------ Source data

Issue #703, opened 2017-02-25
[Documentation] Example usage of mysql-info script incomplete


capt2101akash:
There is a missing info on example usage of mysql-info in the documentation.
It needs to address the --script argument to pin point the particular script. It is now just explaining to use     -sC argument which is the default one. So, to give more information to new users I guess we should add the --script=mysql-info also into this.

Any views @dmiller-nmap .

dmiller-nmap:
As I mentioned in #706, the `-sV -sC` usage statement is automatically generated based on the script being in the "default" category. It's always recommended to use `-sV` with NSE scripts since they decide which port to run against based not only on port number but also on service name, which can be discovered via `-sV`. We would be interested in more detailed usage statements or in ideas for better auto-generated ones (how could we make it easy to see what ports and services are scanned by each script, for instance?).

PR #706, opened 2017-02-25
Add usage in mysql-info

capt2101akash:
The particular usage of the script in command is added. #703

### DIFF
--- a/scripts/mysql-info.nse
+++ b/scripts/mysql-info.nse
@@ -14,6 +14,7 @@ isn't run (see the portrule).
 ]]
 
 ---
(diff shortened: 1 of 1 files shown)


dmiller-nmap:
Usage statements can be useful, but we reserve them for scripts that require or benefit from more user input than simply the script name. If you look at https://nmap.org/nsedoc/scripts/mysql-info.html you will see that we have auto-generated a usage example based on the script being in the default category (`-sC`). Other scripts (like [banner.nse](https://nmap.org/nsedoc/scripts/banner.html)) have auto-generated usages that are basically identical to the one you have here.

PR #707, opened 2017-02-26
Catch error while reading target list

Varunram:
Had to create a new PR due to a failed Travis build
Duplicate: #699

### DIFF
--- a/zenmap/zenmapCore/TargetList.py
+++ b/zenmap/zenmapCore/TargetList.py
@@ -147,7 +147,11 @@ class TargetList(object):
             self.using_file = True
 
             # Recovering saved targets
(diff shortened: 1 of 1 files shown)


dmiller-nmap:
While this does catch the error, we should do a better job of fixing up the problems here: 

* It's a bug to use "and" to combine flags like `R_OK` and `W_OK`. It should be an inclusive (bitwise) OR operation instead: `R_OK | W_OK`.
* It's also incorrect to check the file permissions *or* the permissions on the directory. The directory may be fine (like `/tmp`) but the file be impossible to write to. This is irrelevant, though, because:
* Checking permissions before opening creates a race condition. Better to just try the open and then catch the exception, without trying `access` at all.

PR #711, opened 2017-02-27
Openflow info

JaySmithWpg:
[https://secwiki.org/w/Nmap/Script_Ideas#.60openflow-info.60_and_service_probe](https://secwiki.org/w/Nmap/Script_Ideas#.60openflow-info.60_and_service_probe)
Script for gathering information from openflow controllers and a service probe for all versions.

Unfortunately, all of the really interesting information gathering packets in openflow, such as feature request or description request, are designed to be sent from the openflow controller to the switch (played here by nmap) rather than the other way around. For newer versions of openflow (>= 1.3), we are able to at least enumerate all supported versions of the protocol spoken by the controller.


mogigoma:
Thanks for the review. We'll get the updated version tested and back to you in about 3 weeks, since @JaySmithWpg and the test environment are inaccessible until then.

------------
------ Source data

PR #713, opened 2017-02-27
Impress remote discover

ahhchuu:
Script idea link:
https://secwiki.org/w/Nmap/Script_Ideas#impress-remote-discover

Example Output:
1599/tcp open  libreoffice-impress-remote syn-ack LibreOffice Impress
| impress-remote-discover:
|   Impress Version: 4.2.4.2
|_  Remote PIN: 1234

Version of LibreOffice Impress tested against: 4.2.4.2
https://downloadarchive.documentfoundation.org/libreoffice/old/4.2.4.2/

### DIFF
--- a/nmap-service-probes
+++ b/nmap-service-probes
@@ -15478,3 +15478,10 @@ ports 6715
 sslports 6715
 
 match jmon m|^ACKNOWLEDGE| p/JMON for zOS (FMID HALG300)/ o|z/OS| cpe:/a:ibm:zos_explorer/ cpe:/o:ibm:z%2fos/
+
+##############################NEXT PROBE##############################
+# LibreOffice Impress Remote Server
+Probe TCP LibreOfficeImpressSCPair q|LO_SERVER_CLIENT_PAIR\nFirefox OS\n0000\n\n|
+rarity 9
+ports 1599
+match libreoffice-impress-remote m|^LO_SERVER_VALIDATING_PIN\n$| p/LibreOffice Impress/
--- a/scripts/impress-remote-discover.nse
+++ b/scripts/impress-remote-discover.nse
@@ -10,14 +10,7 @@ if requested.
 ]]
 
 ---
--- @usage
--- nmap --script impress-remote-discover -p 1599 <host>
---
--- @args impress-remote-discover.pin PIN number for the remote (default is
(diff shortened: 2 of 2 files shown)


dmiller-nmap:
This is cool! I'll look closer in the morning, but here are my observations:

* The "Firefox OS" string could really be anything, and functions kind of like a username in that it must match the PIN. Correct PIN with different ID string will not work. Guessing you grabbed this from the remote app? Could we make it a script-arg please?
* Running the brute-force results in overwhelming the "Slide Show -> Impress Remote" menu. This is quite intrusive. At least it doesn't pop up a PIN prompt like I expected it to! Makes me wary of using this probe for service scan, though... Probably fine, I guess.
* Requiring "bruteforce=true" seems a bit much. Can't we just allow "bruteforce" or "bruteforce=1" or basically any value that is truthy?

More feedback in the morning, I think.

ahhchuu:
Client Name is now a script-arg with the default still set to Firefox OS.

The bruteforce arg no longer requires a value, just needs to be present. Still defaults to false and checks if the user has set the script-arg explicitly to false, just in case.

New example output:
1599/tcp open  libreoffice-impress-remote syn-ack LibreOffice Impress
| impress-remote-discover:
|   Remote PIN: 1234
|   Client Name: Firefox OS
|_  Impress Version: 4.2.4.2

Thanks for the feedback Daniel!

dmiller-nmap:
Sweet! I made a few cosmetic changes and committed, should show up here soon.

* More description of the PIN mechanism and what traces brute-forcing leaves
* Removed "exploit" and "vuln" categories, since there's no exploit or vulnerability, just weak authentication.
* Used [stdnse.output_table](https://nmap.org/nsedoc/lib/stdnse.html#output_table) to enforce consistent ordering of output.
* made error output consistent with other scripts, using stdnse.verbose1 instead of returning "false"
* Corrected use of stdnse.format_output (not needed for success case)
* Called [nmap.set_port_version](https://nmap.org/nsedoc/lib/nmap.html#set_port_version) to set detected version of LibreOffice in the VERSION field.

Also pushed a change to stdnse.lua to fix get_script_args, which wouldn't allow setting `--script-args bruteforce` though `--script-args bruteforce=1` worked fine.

------------

Using the data above, transcribe the lines that run from the line with "Issue #703, opened 2017-02-25" to the line with "Usage statements can", both ends kept, and output nothing else.

Solution to this task:
Issue #703, opened 2017-02-25
[Documentation] Example usage of mysql-info script incomplete


capt2101akash:
There is a missing info on example usage of mysql-info in the documentation.
It needs to address the --script argument to pin point the particular script. It is now just explaining to use     -sC argument which is the default one. So, to give more information to new users I guess we should add the --script=mysql-info also into this.

Any views @dmiller-nmap .

dmiller-nmap:
As I mentioned in #706, the `-sV -sC` usage statement is automatically generated based on the script being in the "default" category. It's always recommended to use `-sV` with NSE scripts since they decide which port to run against based not only on port number but also on service name, which can be discovered via `-sV`. We would be interested in more detailed usage statements or in ideas for better auto-generated ones (how could we make it easy to see what ports and services are scanned by each script, for instance?).

PR #706, opened 2017-02-25
Add usage in mysql-info

capt2101akash:
The particular usage of the script in command is added. #703

### DIFF
--- a/scripts/mysql-info.nse
+++ b/scripts/mysql-info.nse
@@ -14,6 +14,7 @@ isn't run (see the portrule).
 ]]
 
 ---
(diff shortened: 1 of 1 files shown)


dmiller-nmap:
Usage statements can be useful, but we reserve them for scripts that require or benefit from more user input than simply the script name. If you look at https://nmap.org/nsedoc/scripts/mysql-info.html you will see that we have auto-generated a usage example based on the script being in the default category (`-sC`). Other scripts (like [banner.nse](https://nmap.org/nsedoc/scripts/banner.html)) have auto-generated usages that are basically identical to the one you have here.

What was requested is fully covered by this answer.